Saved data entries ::
PR #827, opened 2018-08-31
gptp: Fix error logging for event pkt without timestamp

tgorochowik:
This actually changes two things:
  * Use \t instead of \n similarly to what other error log messages do
  * Use the correct msg variable (err_msg instead of msg which is used
    for something else)


tgorochowik:
Just noticed the code has been moved to a separate repo.

I will send the same patch over there.

PR #836, opened 2018-10-01
Open avb next

andrew-elder:
Split off gptp, igb and libavtp into their own repos.


andrew-elder:
Any comments on this pull request? I'll complete it on Friday if I don't see any comments.

PR #841, opened 2018-10-12
Add h264_timestamp size into the H264 data length, remove it from the…

yesbman:
Add h264_timestamp size into the H264 data length, remove it from the AVTP header (IEEE 1722-2016 8.5.3.1 h264_timestamp).
The stream data length of AVTP header stands for the size of h264 timestamp + h264 payload.

- Issue : https://github.com/AVnu/OpenAvnu/issues/832

1. Author : Byoungman An
2. Title : Open-AVB


yesbman:
I have changed the base branch from master to open-avb-next as you requested.

PR #842, opened 2018-10-15
Add h264_timestamp size into the H264 data length

yesbman:
As andrew-elder has been mentioned from https://github.com/AVnu/OpenAvnu/pull/841#issuecomment-429324944, I pull request at the open-avb-next branch.

Add h264_timestamp size into the H264 data length, remove it from the AVTP header (IEEE 1722-2016 8.5.3.1 h264_timestamp).
The stream data length of AVTP header stands for the size of h264 timestamp + h264 payload.


yesbman:
This pull request is not necessary because it is rebased at https://github.com/AVnu/OpenAvnu/pull/841; thus, I have just closed it.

WORK TO COMPLETE :: For the word "opened", find all matching lines in the entries above and copy them out.

REPLY TO THE EXERCISE ::
PR #827, opened 2018-08-31
PR #836, opened 2018-10-01
PR #841, opened 2018-10-12
PR #842, opened 2018-10-15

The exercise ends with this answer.